«Via i finiani dal Pdl e dal governo»

Dalla Rassegna stampa

Una frenata: la salita al Colle insieme a Bossi. E un'accelerazione: la cacciata degli esponenti di “Futuro e Libertà” da incarichi di partito che verrà decretata oggi dall'ufficio di presidenza. Insieme ad una sorta di possibile minirimpasto che porterà alla nomina del nuovo ministro dello Sviluppo Economico e all'uscita dal governo di tutti i ministri e sottosegretari vicini a Fini, con tanto di voto di fiducia che obbligherà il gruppo di “Futuro e Libertà” a scegliere.
Silvio Berlusconi aggiusta la strategia ma non l'obiettivo che è quello di tirare giù al più presto e in qualunque modo Gianfranco Fini dalla poltrona di presidente della Camera. Obiettivo da raggiungere rapidamente predisponendo tutti, gruppi parlamentari, partito e ministri, ad un settembre di fuoco nel quale testare la capacità di Fini, del Quirinale e dell'opinione pubblica, di reggere l'urto.
Malgrado le resistenze di parte dell'ala ministeriale del partito – ieri Frattini, Gelmini, Carfagna e Prestigiacomo si sono ritrovati dopo il consiglio dei ministri per l'ennesima riunione nella quale non sono mancate le perplessità sulla strategia sinora seguita - Berlusconi punta diritto alle elezioni anticipate. Una strada stretta. Soprattutto perché l'alleato Umberto Bossi, che da giorni veste i panni del “poliziotto cattivo”. ha spiegato l'altra sera ad Arcore al presidente del Consiglio che «è assurdo chiedere ora le elezioni a marzo». «Se dobbiamo fare lo strappo si fa ora e noi siamo pronti anche a mandarti sotto in aula», si è offerto il Senatùr che in cambio riceverà il vai libera dall'ultimo consiglio dei ministri pre-elettorale di tutti e tre i decreti attuativi al federalismo che ancora mancano.
Ieri a pranzo, nell'affollatissimo vertice che si è tenuto in via del Plebiscito, Berlusconi ha dovuto prendere atto che la salita al Colle va preparata e che comunque a rappresentare il disagio della maggioranza al presidente del Consiglio, dovranno essere i gruppi parlamentari. Nel pomeriggio Berlusconi si è dovuto sentir dire più volte dai suoi che l'idea di salire al Quirinale per chiedere le dimissioni di Fini «è inopportuna» e che «Bossi ha esagerato». Il Cavaliere ha lasciato volentieri al Senatùr il "merito"dell'iniziativa, che comunque gli è servita per testare la voglia dei suoi di gettare il cuore oltre l'ostacolo e, se necessario, andare anche contro il Quirinale. Fatto sta che il Cavaliere in queste ore sta usando il fedelissimo alleato come ariete di sfondamento ed è probabile che, se necessario, lo userà al momento opportuno anche in aula. Anche a costo di apparire ostaggio della Lega alla quale basta un accenno del Cavaliere per scatenare una “rissa” con “i finiani” tale da costringere il Cavaliere a salire tra qualche settimana dal Capo dello Stato per rappresentare una situazione interna alla maggioranza che impedisce al governo di andare avanti, proponendo il rimpasto.
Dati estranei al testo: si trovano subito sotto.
PR #561, opened 2024-05-29
bch prefix removal

enriquesouza:


VultisigApp/VultisigApp/Chains/UTXOChainsHelper.swift
```diff
@@ -69,8 +69,13 @@ class UTXOChainsHelper {
         else {
             return .failure(HelperError.runtimeError("public key \(derivedPubKey) is invalid"))
         }
+        let address = coin.deriveAddressFromPublicKey(publicKey: publicKey)
```
flypaper0, line 72: do we need to add prefix again when we setting address into WalletCore tx input?

enriquesouza: No, it works with prefixes and without the prefix for sending and receiving.

johnnyluo (approved):
LGTM

PR #562, opened 2024-05-29
Sum base fee + priority fee

enriquesouza:


VultisigApp/VultisigApp/Services/RpcEvmService.swift
```diff
@@ -37,9 +37,12 @@ class RpcEvmService: RpcService {
...
         
-        let adjustedGasPrice = BigInt(Double(try await gasPrice) * multiplier)
-            
-        return (adjustedGasPrice, try await priorityFee, Int64(try await nonce))
+        let gasPriceValue = try await gasPrice
+        let priorityFeeValue = try await priorityFee
+        
+        let adjustedGasPrice = BigInt(Double(gasPriceValue + priorityFeeValue) * multiplier)
+        
+        return (adjustedGasPrice, priorityFeeValue, Int64(try await nonce))
```
johnnyluo, line 45: This way , isn't we are going to pay (basefee + priority fee) * 1.5 + priority fee?

enriquesouza: Yes, we will. You are right, We need to add it only to display because we already set it in the input. So it is the tip for the miners.

johnnyluo (approved):
LGTM

Rockindash (approved):

Issue #549, opened 2024-05-28
[BUG] Hide `Gas(auto)` from send crypto screen


johnnyluo:
**Describe the bug**
Currently send polkadot screen , it show `Gas(Auto)` as 1 DOT , which is not correct
When send Dot transaction , we don't need to estimate gas fee , the blockchain itself will figure it out and deduct it automatically , so we can hide `Gas(Auto)` field , otherwise it confuse user.

Also DOT blockchain will purge accounts that have less than 1 DOT , so we need to remind user if they left less than 1 DOT in their account , they could lose it.

enriquesouza:
I will leave a fee of 0.025 which is the average charged by DOT in 2023
https://polkadot.network/blog/polkadot_q4_update_data

For Existential Deposit I followed their docs
https://support.polkadot.network/support/solutions/articles/65000168651-what-is-the-existential-deposit-

PR #568, opened 2024-05-30
Existential deposit messages

enriquesouza:
This should resolve the POLKA dot issue for ED and fees.

https://github.com/vultisig/vultisig-ios/issues/549


Rockindash (approved):
LGTM

Issue #566, opened 2024-05-29
[ADD] Check for input on deposit view before continue


realpaaao:
**Is your feature request related to a problem? Please describe.**
At the moment it is possible to continue on `message deposit view` without or incorrect input.

**Describe the solution you'd like**
Check for following input in text fields:
- [x] Amount: only positive, on Mac negative numbers are possible.
- [x] Node address: only viable address format for respective chain
- [x] Provider: having description `optional` as a placeholder and checking for correct address format
- [x] Fee: having description `optional` as a placeholder and only positive numbers

if not, prompt user error message to complete missing or bad input.

enriquesouza:
Regarding the amount field, it is highly unlikely that users will enter a negative number for the bond, especially since we already use a numeric keypad to input the amount. Therefore, this scenario should not occur. Moreover, implementing this kind of validation would significantly increase the complexity of the deposit process due to its dynamic nature.

The node address is already being validated for Thor and Maya.

PR #571, opened 2024-05-30
Check for input on deposit view before continue #566

enriquesouza:
https://github.com/vultisig/vultisig-ios/issues/566

This should add optional fields for deposits fields


johnnyluo (approved):
LGTM

PR #576, opened 2024-05-30
[Coin] Dynamic tokens support

flypaper0:


johnnyluo (dismissed):
LGTM

johnnyluo:
I wasn't able to choose token for Ethereum , but I can choose for BSC and AVAX , could you please test Ethereum and layer 2 as well

VultisigApp/VultisigApp/Views/Vault/TokenSelectionView.swift
```diff
@@ -28,31 +32,33 @@ struct TokenSelectionView: View {
                 NavigationBackSheetButton(showSheet: $showTokenSelectionSheet)
             }
         }
+        .task {
+            try? await tokenViewModel.loadData(chain: group.chain)
```
johnnyluo, line 36: don't use `try?` , please capture the error appropriately , it swallow the error

VultisigApp/VultisigApp/Services/1inch/OneInchToken.swift
```diff
@@ -0,0 +1,16 @@
...
+//
+
+import Foundation
+
+struct OneInchToken: Codable, Hashable {
+    let address: String
+    let symbol: String
+    let name: String
+    let decimals: Int
+    let logoURI: URL
```
johnnyluo, line 15: `logoURI` can be nil , so you need to make it optional

enriquesouza (commented):
I got this error a few times if we try to add multiple tokens. It is possibly a rate limit. 

```
nw_flow_add_write_request [C331 tokens-data.1inch.io:443 failed parent-flow (satisfied (Path is satisfied), interface: en0[802.11], uses wifi)] cannot accept write requests
```

enriquesouza:
When selecting Cacao, I can't find the MAYA token anymore. Maybe we should only check this search only for EVMs.

image

image

enriquesouza:
I already have Base added, like in this image, but when I try to add a new chain it does not recognize anymore it is already added. 
image
image

enriquesouza (changes requested):
I found a few bugs in this branch and left some comments. Please have a look.

enriquesouza (changes requested):

johnnyluo (approved):
LGTM

VultisigApp/VultisigApp/View Models/CoinSelectionViewModel.swift
```diff
@@ -0,0 +1,210 @@
...
+            }
+        }
+        return nil
+    }
+    private func addToChain(asset: Coin, to vault: Vault) async {
+        do{
+            if let newCoin = getNewCoin(asset: asset, vault: vault) {
+                // Fetch priceProviderId for EVM tokens
+                if !newCoin.isNativeToken, asset.chainType == .EVM {
+                    newCoin.priceProviderId = try await priceService.fetchCoingeckoId(
```
enriquesouza, line 197: failed to save coin to model context The data couldn’t be read because it isn’t in the correct format.
failed to save coin to model context The data couldn’t be read because it isn’t in the correct format.

We can add a thread sleep of 1s to add the tokens if N. It is probably hitting the limit.

enriquesouza (changes requested):
We still can't add coins. So maybe we can add a retry with 1s wait for each token.

enriquesouza (approved):
LGTM, just a small fix when selecting the token should go selected to the send page, but should not stop the merge.

Issue #436, opened 2024-05-13
ADD: Keysign/Keygen QR code auto detect


jpthor:
# Current

Use main vault camera icon on a key-gen QR code - fail, error message not helpful
Use keygen `JOIN` icon on a key-sign QR code - fail, error message not helpful

# Desired

QR code should have a flag encoded to flip between key-sign and key-gen appropriately

Rockindash:
Will instead implemented a universal scanner for the app since we already have a tag that states if the type is Keysign or Keygen. This way, no additional step is required by the users.

PR #577, opened 2024-05-31
Central scan view

Rockindash:
Universal scanner added to auto-detect both Keygen and Keysign, Issue #436


enriquesouza (changes requested):
I've made 3 tests to generate the keys and 2 crashed the app. I used the cam of the keysign in the first 2. In the end the app crashed. 

This is my third one. It didn't crash but it shows like no chain selected. 


image

enriquesouza (approved):
LGTM, and tested.

Issue #521, opened 2024-05-25
[BUG] Back button from vault detail view , after create a new vault , always go to the newly created vault


johnnyluo:
**Describe the bug**
Back button from chain detail view , doesn't go back to correct vault, after create a new vault

**To Reproduce**
1. Create a 2/2 vault, after the vault is created , the app automatically open the newly created vault , assume the vault name is `NewVault-1`
2. Change to another vault
3. Click a chain to go to the chain detail view
4. click "back" button , it go to `NewVault-1` , not the vault I choose at step 2

**Expected behavior**
"back" button go back to the correct vault

PR #578, opened 2024-05-31
Back button bug

Rockindash:
Back button bug where it always goes back to the previously redirected vault fixed, Issue #521

### DIFF
--- a/VultisigApp/VultisigApp/Views/Vault/VaultDetailView.swift
+++ b/VultisigApp/VultisigApp/Views/Vault/VaultDetailView.swift
@@ -26,15 +26,11 @@ struct VaultDetailView: View {
             view
             scanButton
         }
-        .onAppear {
+        .onFirstAppear {
             setData()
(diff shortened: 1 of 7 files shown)


VultisigApp/VultisigApp/Views/Vault/VaultDetailView.swift
```diff
@@ -150,6 +146,8 @@ struct VaultDetailView: View {
         viewModel.setOrder()
         viewModel.updateBalance()
         viewModel.getGroupAsync(tokenSelectionViewModel)
+        viewModel.setDefaultCoins(for: vault)
+        appState.currentVault = vault
```
johnnyluo, line 150: `viewModel.setDefaultCoins` if put in here , it will be called multiple time , which will cause it to crash , you need to put it to onAppear, and only call it once

johnnyluo (approved):
LGTM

La strada è stretta e le resistenze interne non mancano, ma Berlusconi sempre più convinto che in alternativa le elezioni il prima possibile siano l'unica strada per «non farmi cuocere a fuoco lento e dare a tutti gli amici di Fini e al Pd il tempo di prepararsi». Votare a marzo o a giugno il Cavaliere lo considera «troppo tardi» e «inutile» anche per il Paese. Gli "stop and go" come quello sul “processo breve” che nuovamente è rientrato nell'agenda della maggioranza fanno quindi ritenere che l'obiettivo di coinvolgere il Colle è solo rimandato. Le prossime quattro settimane-politiche saranno molto calde sia fuori che nelle aule parlamentari e, qualora l'idea delle dimissioni di massa dei parlamentari del centrodestra contro Fini prendesse quota, potrebbe concretizzarsi l'auspicio di Pannella di un messaggio al Parlamento del capo dello Stato.